- **EXERCISE INSTRUCTIONS**: Copy every record below exactly as it appears.

- **STUDY MATERIAL**:
Segment Open

PR #1021, opened 2025-06-30
Implement new `with_read_only` Zarr `Store` method

paraseba:
This new method is not really implementable in Icechunk. If the user created a readonly session there is no real good way to turn it into a writable session, and viceversa.

The implementation we are writing "lies" in this sense. It's pretending to return a new store with the requested readonly-ness, but not really.


dcherian (approved):
Can we add an FAQ entry saying that if you want true read-only create a `readonly_session`

PR #1024, opened 2025-07-01
Address zarr 3.0.9 test failures

mpiannucci:


mpiannucci:
This is the non xarray tests, should fix those i think

paraseba (approved):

Segment Closed

- **THE COMPLETED TASK**:
PR #1021, opened 2025-06-30
Implement new `with_read_only` Zarr `Store` method

paraseba:
This new method is not really implementable in Icechunk. If the user created a readonly session there is no real good way to turn it into a writable session, and viceversa.

The implementation we are writing "lies" in this sense. It's pretending to return a new store with the requested readonly-ness, but not really.


dcherian (approved):
Can we add an FAQ entry saying that if you want true read-only create a `readonly_session`

PR #1024, opened 2025-07-01
Address zarr 3.0.9 test failures

mpiannucci:


mpiannucci:
This is the non xarray tests, should fix those i think

paraseba (approved):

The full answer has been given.